王绩哈哈大笑,道:“惠儿啊,你这话可说的没有良心哦。”见她又要作色,连忙道:“好了,不说了,不说了。”正经道:“再等上几天吧,要是再过五天朝廷还没有人来的话,那么就没事了。”
“还有五天啊?”惠儿不悦道。嘆了口气道:“好了。菜都烧好了,爷爷你准备吃饭了。”来到陈铁身旁。轻声道:“王爷,饭菜都烧好了,我们吃饭吧?”
“…”眼见又是度过了一个难熬的上午,允宝站起身来鬆了松筋骨,道:“好。”转身要走,却听门外一声叫道:“王爷,王爷!”一人跌跌撞撞跑了进来,看服色却是驿卒,只听他急声连道:“王爷,不好了,不好了。”
眼见终于还是熬不过去,允宝心头一黑,但亏了这十多日的煎熬,这时竟硬熬出了一番泰山崩于前而色不变地本事,在旁人看来也不见允宝有如何慌张,只听他道:“发生了什么事!”
驿卒连忙道:“皇上出巡途中,太平公主被山风颳下山崖,已然薨了!”
“什么!”若说允宝刚才是以为等到了意料之中地结局而尚有一丝解脱的话,那此时真箇是除了惊骇便是惊骇,楞住半晌方道:“有皇榜诏告天下了吗?”
“还没有,但有消息已经传过来了。”驿卒道。
允宝奇道:“那我怎么没有接到消息?”按理此等事在朝廷里都有专人先转告一些封在外地地皇族,然后才能在当地张贴皇榜,此时他尚未接到消息可这个小小驿卒却已然知晓,岂不怪哉?
“倒也不奇怪,”王绩道:“王爷,你没听他说是公主是薨在出巡途中吗?这等大事自然要等回京之后方才昭告天下了,至于驿卒能提前得到消息,呵呵,驿卒往来各个驿站之间,能提前得到消息那便不足为奇了。”允宝虽未将自己与太平,以及太平愤而离去说要致他于死地之事告诉王绩,但这些日子下来,王绩又如何看不出来自太平离去后允宝便他如等死一般?虽然不知究里,但总结起来根源必在太平身上,这时听闻太平死讯,允宝能逃脱升天,不由也是高兴非常。但他老而奸似鬼,趁驿卒觉察自己口气之前,连忙变声嘆息道:“可惜,可惜,自太子驾轰,现在公主又薨,皇上至爱子女已去二人,王爷至亲骨肉也去二人,嘆息,嘆息。”

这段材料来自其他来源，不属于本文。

PR #1640, opened 2021-04-22
Updated brew command for installing xquartz

Samuel-Martin23:
I’m on macOS Catalina Version 10.15.5. Maybe it’s different for each version of macOS, but the original cask install didn’t work. I found the new command here: https://formulae.brew.sh/cask/xquartz


rmarquis:
Thanks!

Issue #1408, opened 2020-03-15
Issues with hit detection


jackeri:
The "feeling" when shooting is somehow delayed. The way it manifests is just simply: you press the shooting button -> the hit event may or may not register at all or it registers delayed.

Things to look for: antiwarp code, antilag code and the "updated" client & server download code made in ~2015 ish.

rmarquis:
Related UDP download speed change was done in 108ca8503a141f996148b9c5b4dfed6e9ed78f51. See #330.

rmarquis:
Some initial changes done in f73b9c85c95f89644bfcf5bed984505afc9f838c.

Early testing indicates better results already.

rmarquis:
See also #1201 to potentially improve hit "feeling" by having hitsounds generated server side.

rafal1137:
Point of interest
[ETPub](https://github.com/BulldogDrummond/etpub/blob/d6e81ec7d8c62a4fab5c970a850aad049e2ed9ee/trunk/src/game/g_antilag.c#L624) Replace servertime value with attackTime and test the results.

rmarquis:
For the record: some heavy testing was done back in March, with various combination of etded/etlded and Jaymod/Legacy mod (since Jaymod is compatible with etlded, has same hitbox, etc.). The issue has been pigeonholed to the mod code, especially antilag part.


Server | Mod | Client |   |   | Jacker's notes | Spyhawk's notes
-- | -- | -- | -- | -- | -- | --
etded | Jaymod | 2.60b |   |   | With both antilag and antiwarp disabled I was consistenly still hitting the players where I expected to hit. | I'm not used to jaymod, so I played a bit to get the feel of it. No noticeable difference between 2.60b and ETL clients. (lag 0, warp 0): There is little lag noticeable. Aiming at or very close to the target pretty much hits most of the time.
  |   | Legacy master |   |   |   |  
etlded | Jaymod | 2.60b |   |   | Pretty much the same as the vanilla server | (lag 0, warp 0) can't see diff between etlded vs etded (both Jaymod). I'm less sure about the client, but that might be placebo.
  |   | Legacy master |   |   |   |  
[...]

PR #1644, opened 2021-05-11
game: Fixing a rare case where headshot would register as bodyshot, refs #1408

ryzyk-krzysiek:
In a rare occasion headshot would register as bodyshot because the `tr.endpos` gets modified before it is used as a starting point for another trace that checks again for headshot hit. Also the knockback code was affecting this second trace causing it to fail too so I moved it after the trace.

https://streamable.com/x10ni3

refs #1408


rmarquis:
That fix is very interesting. Looks like we're finally onto something tangible to fix the main hitbox issue!

PR #1649, opened 2021-05-19
Support build also on 64 arm - aarch64

pemensik:


ensiform:
I wouldn't reuse idx64 as that is generally accepted for x86_64 not 64 bits generic

pemensik:
Okay, but I found it on ``defined(__APPLE__) && #elif defined __arm64__`` set too, whatever that means. So I copied it over. It seems it is not used for anything serious even in qcommon/q_math.h. Would update it.

rmarquis:
Which platform is ARM 64 based that we might support in the future, and which isn't Android (it has a define already)? I can only think of Apple M1 chips, but the future of this game on that platform is kinda uncertain (OpenGL deprecation).

sebdanielsson:
Besides Apple Silicon we have lots of ARM64 devices like the Raspberry Pi 4, Pinebook Pro. Eventually you should be able to run it on ARM64 Chromebooks when Linux apps are can utilise hardware accelerated graphics on ChromeOS.

sebdanielsson:
> Which platform is ARM 64 based that we might support in the future, and which isn't Android (it has a define already)? I can only think of Apple M1 chips, but the future of this game on that platform is kinda uncertain (OpenGL deprecation).

I have no experience in development but could this keep ET: Legacy on macOS after it's OpenGL deprecation?
https://moltengl.com/moltengl/

rmarquis:
We already have support for Raspberry Pi 4B, as of last year.
To be honest, I am personally not really keen on adding support for exotic hardware just for the sake of it, since we had to remove badly maintained arch in the past. 

Apple Silicon might make sense since it is much more mainstream, with the drawback of not knowing if (or rather when) they'll remove support for OpenGL. The "good" news is that a deprecated OpenGL still work - as long as they keep it.
I don't think using MoltenGL is possible due to licensing reason. It doesn't seem free nor open source, unlike MoltenVK.

sebdanielsson:
> We already have support for Raspberry Pi 4B, as of last year.
> To be honest, I am personally not really keen on adding support for exotic hardware just for the sake of it, since we had to remove badly maintained arch in the past.
> 
> Apple Silicon might make sense since it is much more mainstream, with the drawback of not knowing if (or rather when) they'll remove support for OpenGL. The "good" news is that a deprecated OpenGL still work - as long as they keep it.
> I don't think using MoltenGL is possible due to licensing reason. It doesn't seem free nor open source, unlike MoltenVK.

I found the following on the website. Can this armv7 version still be installed on an aarch64/arm64 version of Linux on a RPI4?
Raspberry Pi RPI armv7 compatible RPI 2/3
Raspberry Pi 32-bit installer (size 22.531 MB)
Raspberry Pi 32-bit binaries (size 22.49 MB)

rmarquis:
Looks like a typo to me. The tested versions were 3 and 4B+ (See our README.md, and #885 #1421 for details).

pemensik:
I would target on Raspberry Pi 3-4 64b. Even if those platforms are not officialy supported, why it shouldn't be easy to compile it on/for them?

rmarquis:
I think the real question is why is 64bit not provided on RPi at all. Asking @techyian, he might have some useful input here.

sebdanielsson:
> unlike

Could this be useful?
https://www.phoronix.com/scan.php?page=news_item&px=Mesa-22.0-Build-macOS-Zink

允宝也回过意来,刚才一心只想太平既然死了那自己就不用死了,现在却才省起这死的可毕竟是自己一直都对不起地妹妹啊。念即斯。顿时泪如涌泉。
一旁惠儿连忙上前搀扶,她不知其中底细,虽然太平与她有仇,但这时看允宝哭如此伤心,也只能安慰道:“王爷,现在皇榜毕竟还没有下来呢,说不定是驿站搞错了呢。公主若只是受伤了岂不是不幸中的大幸?”
驿卒急道:“我们怎么可能搞错?太平公主确确实实是掉到山崖了,连尸首都…”见惠儿抬眼瞪了过来。猛然想起自己这样说岂不是不顾别人痛苦自己徒惩口舌之快?虽然不愿改口,却也闭上嘴不在辩驳。
允宝听惠儿说“可能驿站搞错了”心中不由一惊,后来又听驿卒急切间脱口而出的话语这才放心,面上却哭地越发厉害。
几日后,果然有皇榜传了下来,证实了太平公主意外身亡,虽然身后事也是办的极是隆重。但死了就是死了,允宝心中一块石头终于落了下来。
饱暖思淫慾,人心难足。既然无了性命之忧,允宝剩下来的念头便转在了如何让知晓这一切的全部不能开口一事上。仔细算算,寻常两人之事落在旁人眼中地可能性不大,就算是有一个两个看到,自己也是无可奈何;再算太平身边有七八个知晓,自己身边也有五六人。如何叫这些人全部闭嘴却又是一桩难事。